There are lots of good reasons to shop online, but dodging sales tax shouldn’t be one of them. Amazon.com Inc. is battling the authorities in its largest state market, California, over this principle. The good arguments are on the Golden State’s side.
Online stores rang up more than $170 billion of purchases last year, accounting for about 9 percent of all retail sales. That’s a far cry from these merchants’ tiny start in 1998, when Congress granted a three-year reprieve from taxation, believing that the fledgling Internet sector needed help getting started.
That preferential treatment has since been extended several times. Yet Amazon last year rang up more than $34 billion in sales, with more than $1 billion in net income. Given online retailing’s , it is time for these companies to play by grown-ups’ rules.
Until late June, Seattle-based Amazon enjoyed a convenient double identity in California. The company based its A9 search-engine project in Palo Alto. Designers of Amazon’s Kindle book reader worked in Cupertino. Thousands of Californians became Amazon associates, drumming up sales in return for a small cut of proceeds.
For sales, however, Amazon played the stranger. It deemed its online store to be an entirely out-of-state operation, unhampered by California retailers’ obligation to charge state sales tax on orders. As a result, even if physical stores and Amazon charged identical list prices for a toaster, a book or a deck chair, Amazon’s tax-free pricing made its wares about 8 percent cheaper.
Brick-and-mortar retailers have been fuming about this disparity for years. “We’re at a huge competitive disadvantage with online retailers,” says Bill Dombrowski, president of the California Retailers’ Association. “It’s bleeding us.”
California’s fiscal experts aren’t happy either. State Assemblyman Charles Calderon estimated that California was missing out on $83 million a year in sales tax that wasn’t being collected by Amazon. (The state asks taxpayers to compute their online tax obligations as part of annual income tax filings, but hardly anyone does.)
In the spring, the California Legislature passed a bill that defines Amazon as having a California presence, with an obligation to collect state taxes.
Now, having lost in the legislature, Amazon wants a rematch. It said this week that it will start gathering signatures for a referendum, probably in February, on whether the new sales-tax law should be repealed. If voters cast their ballots simply to avoid paying sales tax, Amazon could win.
It’s important to remember, though, that sales tax isn’t just a nuisance charge you pay every time you eat at a restaurant, buy a T-shirt or get your car’s oil changed. In the 45 states that charge sales tax, these levies are a major way of paying for roads, police, teachers and other services.
While Amazon rings up brisk sales in all states, it collects taxes in only five, including New York and Washington. It provides some tax-bill notices for four others. To limit its tax footprint, Amazon has situated many of its warehouses and call centers in thinly populated or low-tax states.

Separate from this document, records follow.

PR #26783, opened 2024-02-28
feat: refactor React wrappers' base classes to functional components

VasilyStrelyaev:


packages/devextreme-react/src/core/component-base-func.tsx
```diff
@@ -0,0 +1,397 @@
...
+          renderContent(),
+          React.createElement(TemplateManager, {
+            init: setTemplateManagerHooks,
+          }),
+        ),
+        isPortalComponent && renderPortal(),
+      );
+    },
+  ),
+) as <P extends IHtmlOptions>(props: P & ComponentBaseProps, ref: React.ForwardedRef<ComponentBaseRef>) => ReactElement | null;
```
VasilyStrelyaev: Note for reviewers: This type casting is required because TypeScript is unable to infer types correctly if a functional component is a generic function and at the same time uses HOC functions (like `memo` or `forwardRef`).

Do you feel like we can go with a workaround like that, or we should come up with something else?

packages/devextreme-react/src/core/__tests__/nested-option.test.tsx
```diff
@@ -1,67 +1,132 @@
...
+const NestedComponentWithPredfeinedProps = memo(function NestedComponentWithPredfeinedProps(props: any) {
+  return (
+    <ConfigurationComponent<{ a: number } & React.PropsWithChildren>
+      {...props}
+    />
+  );
+}) as React.MemoExoticComponent<any> & {
+  OptionName: string
+  PredefinedProps: Record<string, string>
+};
```
VasilyStrelyaev, line 30: Note for reviewers: This type casting is a good illustration for my next question to you.

Currently, components like nested options have public static class properties: https://github.com/DevExpress/DevExtreme/blob/24_1/packages/devextreme-react/src/accordion.ts#L154

With class components, type definitions look rather nice: just classes with static props.

If we try to achieve a similar effect with functional components (by assigning additional properties to `React.FC`), type definitions will probably become intersection types like in this code. Functionally, there shouldn't be much difference for the user (besides the fact that we have FCs now instead of classes, which is already a BC). Cosmetically, we can come up with a good name for the second intersection half.

What do you think?

packages/devextreme-react/src/core/extension-component-func.tsx
```diff
@@ -0,0 +1,67 @@
...
+  useEffect,
+  useCallback,
+  ReactElement,
+  memo,
+} from 'react';
+
+import { IHtmlOptions, ComponentBaseRef, ComponentBase } from './component-base-func';
+import { ComponentProps } from './component-func';
+
+type NestedOptionElement = ReactElement<any, React.JSXElementConstructor<any> & { isExtensionComponent: boolean }>;
```
VasilyStrelyaev: Previously, we detected `ExtensionComponent` descendants just by checking their prototype (see the `isPrototypeOf` usage in `component.ts`).

Now, `Validator` component will just use `ExtensionComponent` as its render result, with no way to tell this by looking at the `ReactElement`. So, as long as we already have to assign properties to functional components (see https://github.com/DevExpress/DevExtreme/pull/26783/files#r1506083444), we may want to assign a flag property to all the extension components to make them identifiable by their React elements.
An example of how this flag is used is here: https://github.com/DevExpress/DevExtreme/pull/26783/files#diff-c2ab09c6d3ab5deec02d484b3733fdb2e341a2a66f8f0a63b0b08003df89ea85R23

packages/devextreme-react/src/core/widget-config.ts
```diff
@@ -1,11 +1,34 @@
...
+  beforeCreateWidget: () => undefined,
+  afterCreateWidget: () => undefined,
+};
+
 function isIgnoredProp(name: string) {
-  return name === 'children' || name === classNamePropName || elementPropNames.includes(name);
+  return name === 'children'
+    || name === classNamePropName
+    || elementPropNames.includes(name)
+    || Object.prototype.hasOwnProperty.call(internalProps, name);
```
VasilyStrelyaev, line 31: In this file, we parse all props and those props that we don't filter out will (or may) be sent to the Widgets in `optionChanged` events. As now base components have many props for internal usage (that previously used to be inherited class properties), we need to filter them out to avoid spamming Widgets with invalid `optionChanged` when these props change.

To ensure that future us won't forget to exclude any new "internal" props, I created a typed object of the internal props type, but with all props marked as required, and filter out all its props at runtime.

packages/devextreme-react/src/core/configuration/react/element.ts
```diff
@@ -48,7 +49,7 @@ function getElementInfo(
     };
   }
 
-  if (reactElement.type === TemplateComp) {
+  if (reactElement.type === TemplateComp || reactElement.type === TemplateFuncComp) {
```
VasilyStrelyaev: That's to make it work in production (with old class components) and testing (with new functional components) in the meantime, while we are working on generators. This will go away once we finish the feature.

I just didn't want to duplicate this file (like I did with components) just for the sake of a single line.

packages/devextreme-react/package.json
```diff
@@ -32,8 +32,8 @@
     "prop-types": "^15.8.1"
   },
   "devDependencies": {
-    "@testing-library/react": "^13.3.0",
-    "@testing-library/user-event": "^13.0.1",
+    "@testing-library/react": "^14.2.1",
```
VasilyStrelyaev, line 35: I updated testing library because with the new version, I was able to get rid of all the warnings during tests.

IlyaKhD (approved):

ivanblinov2k17 (approved):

There is nothing wrong with that; under the current rules, it’s clever tax planning. But it speaks to an advantage that Internet retailers no longer need. As Amazon keeps growing, other states should follow California’s example and mandate that online retailers collect sales taxes, too.
In pushing the referendum, Amazon has been arguing that California needs to do more to attract business, not drive it away. That’s doubtlessly true, but it’s hard to see how lenient tax treatment for online retailers furthers that goal. As the sponsor of California’s new law rightly put it in May, “If you oppose this bill, you support tax evasion.”